Dengan sisa tenaga yang tersia, ia berusaha bangkit. Fu Jin merobek sehelai kain untuk membalut tubuh buah hatinya. Dia anak laki-laki rupanya. Rupanya tak memudarkan kasih sayangnya terhadap buah hatinya, apalagi ketika mengetahui bahwa anaknya adalah laki-laki.

“Putraku, bagaimanapun… Ibu tetap mencintaimu,” lirihnya.

BRUAKK!!!

Tiba-tiba pintu ruangan didobrak sangat kasar. Seorang wanita berpenampilan glamour dan berwajah dingin, perlahan berjalan ke arah Fu Jin.

Ketika Fu Jin melihat kedatangan sosok itu, ia mulai gemetar ketakutan sembari memeluk putranya sangat erat di pelukannya. Dia adalah Ratu, seorang wanita yang dikenal ambisius dengan sifat bengisnya.

“Pelayan, ambil anak itu!” perintah sang Ratu kepada salah satu pelayannya.

Pelayan itu pun segera memenuhi perintah dari sang Ratu. Ia merebut paksa bayi itu dari pelukan Fu Jin.

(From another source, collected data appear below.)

PR #13, opened 2021-12-17
Clean the recompute API

benoitkugler:
With #12 merged, we can simplify the Output.{RecomputeAdvance, RecalculateAll} signatures.
(This is safe because we never wan't to use a different direction than the once used to shape the input.)


whereswaldon (changes requested):
Could we simplify the switches to be Axis-based instead of Direction-based? I think it would read a little better.

benoitkugler:
Sure ! (I've used the if `IsVertical` form.)

whereswaldon (approved):

andydotxyz (approved):
Nice tidy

“Jangan! Kumohon jangan! Jangan ambil anakku! Kembalikan!!!” rintihnya, memohon-mohon kepada sang Ratu agar segera mengembalikan anaknya.

“Monster macam apa ini? Apakah dia manusia? Menijijikan! Anak ini adalah hukuman untuk wanita rendahan yang lancang, karena merebut cinta dan suami orang lain. Kau lihat! Anak ini adalah hasil dari cinta kalian. Benar-benar menijikan!!!”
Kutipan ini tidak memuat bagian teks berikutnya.